### Task objective
Transcribe the listing below from its opening line up to and including the line that contains "This PR adds"; reproduce nothing else.

### Available data
PR #1385, opened 2026-08-31
Feat/ledger monorepo

w84april:
### Summary

This PR adds per-vault Growth details to the existing Portfolio experience and updates the existing Growth charts to show which vaults generated returns.

It also replaces the page’s separate balance-history and protocol-return requests with one `GET /api/holdings/portfolio` request. The response contains balance history, protocol-return history, and per-vault Growth, allowing the calculations to run in parallel while sharing the same wallet event and metadata context.

### Portfolio changes

- Break down the existing Growth USD and ETH charts into contributions from up to eight vaults, with the remainder grouped as “Other” and the portfolio total shown alongside them.
- Compare the portfolio Growth index with up to eight individual vault indexes.
- Add a sortable Growth column to vault positions, with details for asset growth, Real APY, and total return.
- Identify approximate USD growth with an asterisk and explanation in chart and position tooltips.
- Combine locked and unlocked yvUSD Growth, and vault and staked yBOLD Growth, to match their existing grouped portfolio rows.
- Keep the previous Growth snapshot visible while a new combined history request is loading.
- Remove Vault Performance tab

### Server and data changes

- Add `GET /api/holdings/portfolio`, returning balance, protocol-return, and per-vault Growth in one response.
- Run balance and Growth calculations in parallel while sharing a lazily created wallet event and metadata context.
- Simplify Envio event fetching to one bounded pagination path that combines V2 and V3 activity.
- Make yearn-prices the only historical asset-price provider; Kong remains the source for vault metadata and price-per-share history.
- Add per-vault USD and underlying-asset Growth, including realized Growth valued at exit.
- Add a five-minute compressed wallet-event cache.
- Version-bump the daily-total and protocol-return/Growth caches, compress protocol-return snapshots, and extend their lifetime to 30 days.
- Skip long-lived cache writes when tracked metadata, PPS, or price requests fail.

### How to review

1. Review the combined contract and orchestration:
   - `apps/yearn/src/server/holdings/portfolio.ts`
   - `apps/yearn/src/server/lib/holdings/services/portfolio.ts`
   - `apps/yearn/src/components/pages/portfolio/hooks/usePortfolioHistoryBundle.ts`
2. Review the ledger and per-vault Growth calculations in `pnlSimple.ts` and its tests.
3. Review the new contribution and index visualizations, Growth mapping, and vault-list integration.
4. Review Envio, yearn-prices, and Kong request behavior.
5. Review Redis caching, invalidation, configuration, and public API compatibility.

### Test plan

- [ ] `bun run lint`
- [ ] `bun run tslint`
- [ ] `bun run test` — 901 tests passed, but Vitest exited non-zero because three workers failed during startup with `ERR_REQUIRE_ESM` before their tests were collected
- [ ] Smoke-tested `/portfolio` with the local Agent Wallet at desktop and mobile widths
- [ ] Confirmed the combined `/api/holdings/portfolio` request returned successfully
- [ ] Checked Balance, Growth, Annualized %, and Vault Performance
- [ ] Checked USD, ETH, Index, and Position views; 30D and 1Y ranges; chart tooltips; Top/Bottom contributor controls; and the position Growth tooltip
- [ ] Check 90D and ALL ranges
- [ ] Check holdings-table Growth sorting
- [ ] Check Redis cold loads, cache hits, and vault invalidation
- [ ] Add regression coverage for initial-request errors, no-activity wallets, nested-vault invalidation, and sub-dollar Growth ranges
- [ ] Run a clean production build

### Risk / impact

- Financial-data correctness is the main risk, especially transfer matching, staking families, receipt-time pricing, nested vaults, and incomplete upstream responses.
- The `/api/holdings/pnl/simple-history` compatibility route is removed. Confirm that no external consumers still depend on it before merging.
- `version`, `fetchType`, and `paginationMode` are no longer read by the affected holdings endpoints. Requests containing them still succeed, but the parameters are ignored and results combine V2 and V3 activity.
- Historical valuation now uses yearn-prices without the previous DefiLlama fallback. Deployments need `YEARN_PRICES_API_KEY` or `API_KEY_PORTFOLIO`.
- Redis remains optional. New cache-key versions begin cold, which may temporarily increase Envio, Kong, and yearn-prices traffic after deployment.
- No manual Redis migration is required. Old totals and snapshots expire naturally, while existing vault-invalidation markers remain shared.
- When both Redis credential pairs are configured, the `_PORTFOLIO_DEV` pair takes precedence regardless of `NODE_ENV`.
- No package manifest, lockfile, or database schema changes are included.
- Reverting requires no database rollback, but Redis entries written by this version remain until their configured TTLs expire.


rossgalloway (changes requested):
## Issues

  - [x] apps/yearn/src/server/lib/holdings/services/pnlSimple.ts — Support generic nested-vault valuation
      - Issue: While the fix here solves the problem for yvUSD specifically, we should expand the valuation logic to work for generic nested vaults. 
      - Change: Resolve each vault’s terminal asset recursively from vault metadata and compound PPS across every nested vault layer. Use terminal-asset units
        consistently for deposits, withdrawals, transfers, receipt prices, exits, and current-position valuation. If any required metadata or intermediate PPS
        is unavailable, report the valuation as incomplete instead of mixing intermediate share units with terminal-asset units.

      - Keep: Existing single-layer vault and staking-wrapper behavior must remain correct.
      - Done when: Regression tests cover multiple nested layers, transfer and deposit paths, current valuation, and missing intermediate PPS. Include a test
        proving that a three-layer position compounds all PPS values and that existing locked-vault valuation remains correct.

  - [ ] Portfolio Growth chart — Render Index as additive stacked attribution to match USD and ETH charts
      - Change: Provide per-vault additive index contributions through the server response, cache schema, and frontend types. Render Index using the same
        stacked attribution model as USD and ETH: a starting-index band of 100, up to eight named vault contributions, an exact Other residual, and the
        portfolio index as the total line. Independently rebased comparison lines do not provide additive portfolio attribution.

      - Keep: Existing timeframe rebasing, missing-data handling, USD/ETH views, and the eight-vault display limit.
      - Done when: At every chart date, 100 + named vault contributions + Other equals the displayed portfolio index, including after changing timeframe. Add
        tests covering positive and negative contributions and omitted vaults included in Other.

  - [ ] PortfolioGrowthContributionsChart.tsx — Reconcile signed stacks to the portfolio-total line
      - Change: Do not rely on stackOffset="sign" for mixed positive and negative contributions; it creates separate positive and negative stacks whose visible
        boundary does not equal the algebraic portfolio total. Build explicit cumulative range bands, or an equivalent representation, so all contribution bands
        terminate at the portfolio-total value.

      - Keep: Preserve the exact numeric Other residual, constituent tooltip rows, estimated-value indicators, and all contribution colors.
      - Done when: A regression case with +100 gain, −90 loss, and +10 portfolio growth produces a final stack boundary of +10, aligned with the total line. The
        Y-axis domain must include every intermediate band boundary.

rossgalloway (changes requested):
## Issues

- [ ] **Stale USD Growth pricing (high)** — [pnlSimple.ts:2359](/home/dev/raaaws/yearn.fi/apps/yearn/src/server/lib/holdings/services/pnlSimple.ts:2359): current per-vault USD Growth uses prices fetched around past receipts, so its dollar value can remain months out of date.
  Done when: current Growth uses the latest settled asset price while preserving receipt-weighted charts and exit-time realized values.
  Provenance: `dc3be54d`.

- [ ] **Missing Index contributions (medium)** — [pnlSimple.ts:2858](/home/dev/raaaws/yearn.fi/apps/yearn/src/server/lib/holdings/services/pnlSimple.ts:2858): equal vault gains and losses produce zero contribution increments, hiding both vaults’ performance despite the correct portfolio total.
  Done when: two $100 positions gaining and losing $25 show +12.5 and −12.5 Index contributions, with the total remaining 100.
  Provenance: `11919947`.

- [ ] **Charts remain loading after failure (medium)** — [usePortfolioHistoryCoordinator.ts:23](/home/dev/raaaws/yearn.fi/apps/yearn/src/components/pages/portfolio/hooks/usePortfolioHistoryCoordinator.ts:23): an initial failed history request leaves charts showing a loader instead of the error view.
  Done when: initial failures and timeouts show errors on Balance, Growth, and Annualized, with regression coverage preserving successful and pending states.
  Provenance: `1bcbad968`.

## Verdict

COMMENT

---

## How This Was Reviewed

Reviewed with the [review-pr-workflow skill](https://github.com/yearn/webops/blob/main/skills/review-pr-workflow/SKILL.md): five lenses, each finding independently verified by native session agents using the same model. One candidate was refuted and dropped.

---

Tier: full — 93 files, financial calculations and sensitive configuration.
Verify-agent: session; run-checks: true.
Refuted: 1; discarded: 0; advisories: 0; duplicates merged: 1; unverified: 0.

Lint, type checking, and **969 tests passed**. Browser checks covered desktop/mobile, USD/ETH/Index, 90D/ALL, sorting, and tooltips. The failed-request loader was reproduced.

Remaining coverage gaps:

- Clean production build was not rerun.
- External API consumer migration and deployment credentials remain unconfirmed.
- Real Redis cold/warm/invalidation lifecycle remains untested.
- Empty-wallet and sub-dollar/mixed-sign browser cases remain untested.

w84april:
@rossgalloway thx! `Stale USD Growth pricing` issue made sense, fixed in https://github.com/yearn/yearn.fi/pull/1385/commits/4966533a94bf3fd774c855ecf6ea57dd0d905017
2nd seems irrelevant to me, 3rd was also fixed in https://github.com/yearn/yearn.fi/commit/4966533a94bf3fd774c855ecf6ea57dd0d905017

rossgalloway:
> 2nd seems irrelevant to me

I kept getting this is automated reviews so I asked about it. The main issue seems to be that if 2 vaults happen to have offsetting growth contributions (i.e. +$5 and -$5) over a particular timeframe, they will be dropped as components of the index chart because their offsetting values leads to their individual contributions each reading as 0.

I pushed a fix for this in commit [1691d3d](https://github.com/yearn/yearn.fi/pull/1385/commits/1691d3d855c82e9caf356944a3873d516f95a514)

rossgalloway (commented):
- [ ] **Missing Growth history (high)** — Some multi-token portfolios lose USD/Index history despite complete upstream prices: combining current and historical requests changes timestamp keys, and the receipt-price selector drops valid prices. [pnlSimple.ts:685](https://github.com/yearn/yearn.fi/blob/1691d3d855c82e9caf356944a3873d516f95a514/apps/yearn/src/server/lib/holdings/services/pnlSimple.ts#L685)
  Done when: Two-token portfolios with deposits on different days retain their history when current and receipt prices are fetched together.
  Provenance: dc3be54df.

- [ ] **Unbounded price-per-share downloads (medium)** — Cold portfolio loads can exceed the twelve-request limit because slots are released before response bodies finish downloading; a controlled reproduction reached 26 simultaneous downloads. [kong.ts:202](https://github.com/yearn/yearn.fi/blob/1691d3d855c82e9caf356944a3873d516f95a514/apps/yearn/src/server/lib/holdings/services/kong.ts#L202)
  Done when: Delayed bodies and concurrent callers remain within twelve outstanding downloads, and body-read failures release capacity.
  Provenance: 1bcbad968.

**Verdict: COMMENT**

---

Reviewed with the [review-pr-workflow skill](https://github.com/yearn/webops/blob/main/skills/review-pr-workflow/SKILL.md): five review lenses, each published finding verified by a fresh native session agent using the same model. Two candidate findings were refuted and dropped.

rossgalloway:
> * [ ]  **Missing Growth history (high)** — Some multi-token portfolios lose USD/Index history despite complete upstream prices: combining current and historical requests changes timestamp keys, and the receipt-price selector drops valid prices. [pnlSimple.ts:685](https://github.com/yearn/yearn.fi/blob/1691d3d855c82e9caf356944a3873d516f95a514/apps/yearn/src/server/lib/holdings/services/pnlSimple.ts#L685)
>       Done when: Two-token portfolios with deposits on different days retain their history when current and receipt prices are fetched together.
>       Provenance: [dc3be54](https://github.com/yearn/yearn.fi/commit/dc3be54dfc6f01fd9a8e8221789dcc0ea7334b80).

## Missing Growth history despite complete upstream prices — confirmed, high severity

Validated on `feat/ledger-monorepo` at `1691d3d855c82e9caf356944a3873d516f95a514`.

Complete historical price responses can produce `missing_receipt_price` for every vault, leaving USD and Index Growth history entirely `null`. The failure occurs between price-request normalization and receipt-price selection.

The finding is valid, but the original two-deposit example needs adjustment: A deposited Jan 2 and B deposited Jan 3, with current prices on Jan 4, retained USD/Index history in testing. The precise trigger is the shared contiguous-range optimization. A single-token portfolio can also trigger it.

### Root cause

All service paths below are relative to `apps/yearn/src/server/lib/holdings/services/`.

1. `pnlSimple.ts:557–561` creates receipt-price requests at UTC midnight, including the following midnight when that day is settled.
2. `pnlSimple.ts:2942–2948` combines receipt requests with current/end-of-period price requests.
3. `prices.ts:119–135` detects when every token has the same contiguous set of normalized UTC days, containing at least two days.
4. `prices.ts:702–710` replaces the original requested timestamps with normalized end-of-day timestamps for the optimized range requests.
5. `prices.ts:763–770` materializes the returned prices against those replacement timestamps.
6. `pnlSimple.ts:685–686` selects receipt prices using exact original timestamp keys. The original midnight keys are absent, so valid prices are discarded.
7. The PnL engine excludes affected vaults from USD/Index history.

The exact-match selector was introduced by `dc3be54df`, which is an ancestor of the reviewed head. The range optimization itself predates that commit.

### Reproduction

Use two distinct underlying tokens with complete daily prices and complete vault PPS:

- Token A: deposit Jan 2.
- Token B: deposits Jan 2 and Jan 3.
- Deposits occur at noon UTC.
- Latest settled/current price timestamp: Jan 4 at 23:59:59 UTC.

| Stage | Token A | Token B |
|---|---|---|
| Required receipt keys | Jan 2 and Jan 3 at 00:00 | Jan 2, Jan 3 and Jan 4 at 00:00 |
| Receipt-only fetch result | Both original keys retained | All three original keys retained |
| Add Jan 4 current price | Normalized days become Jan 2–4 | Normalized days remain Jan 2–4 |
| Combined fetch result | Jan 2–4 at 23:59:59 | Jan 2–4 at 23:59:59 |
| Exact receipt selection | 0 of 2 required keys retained | 0 of 3 required keys retained |

Adding the current timestamp makes both normalized ranges identical, enabling the optimization.

The combined asset fetch returns six valid daily prices with zero failed batches. Nevertheless, all five required receipt keys are lost.

### Observed downstream result

With receipt-only results, the real history calculator produces populated USD/Index history. For the synthetic fixture, the final values are:

- `growthWeightUsd`: `8`
- `growthIndex`: `101.98019801980197`

Through the combined portfolio orchestration:

- Both vaults receive `missing_receipt_price`.
- `completeVaults` is `0`; `partialVaults` is `2`.
- Every history point has `growthWeightUsd: null` and `growthIndex: null`.
- `familySeries` is empty.
- `growthIsPartial.usd` and `growthIsPartial.index` are both `true`.
- Current-price Growth rows remain populated.

The frontend consumes these fields in `PortfolioHistoryChart.tsx:610,628` and displays the incomplete-valuation state at `:981–990`.

The incomplete result also reaches the cache writer because no upstream fetch failed.

### Controls

| Scenario | USD/Index history |
|---|---|
| A Jan 2; B Jan 3; current Jan 4 | Available |
| A Jan 2; B Jan 2 and Jan 3; current Jan 4 | Entirely null |
| Single token deposited Jan 2; current Jan 4 | Entirely null |
| A Jan 2; B Jan 2 and Jan 3; current Jan 6 | Available |

The Jan 6 control leaves a gap in the requested range and avoids the shared contiguous-range optimization.

### Acceptance criteria

- The failing fixture above retains every required receipt key when receipt and current prices are fetched together.
- Receipt-only and combined fetching resolve each receipt to the same intended price.
- The portfolio calculation retains numeric USD/Index history and both family series.
- Complete upstream data does not produce `missing_receipt_price`.
- Coverage includes single-token portfolios, differing and identical date ranges, shared-range window splitting, and ordinary batch requests.
- Tests use varying daily prices to verify the selected observation, rather than only asserting map size.
- Genuinely missing receipt prices remain unavailable; current or exit prices must not silently substitute for them.

### Validation evidence and limits

- Existing focused suites: **101 tests passed** across `prices.test.ts`, `pnlSimpleHistory.test.ts`, and `pnlSimple.test.ts`.
- Isolated reproduction and controls: **5 checks passed**, asserting the observed behavior.
- Enabling the desired acceptance assertion fails against the unchanged branch:
  `USD Growth must remain populated with complete prices: expected null not to be null`.

The reproduction uses the real price fetcher, selection, valuation, receipt accounting, and portfolio-history calculation. HTTP price responses, wallet/PPS acquisition, and cache storage use controlled fixtures.

This validates the failure path with complete upstream data. It does not establish prevalence across live wallets. Application source was not changed.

### Answer to this exercise
PR #1385, opened 2026-08-31
Feat/ledger monorepo

w84april:
### Summary

This PR adds per-vault Growth details to the existing Portfolio experience and updates the existing Growth charts to show which vaults generated returns.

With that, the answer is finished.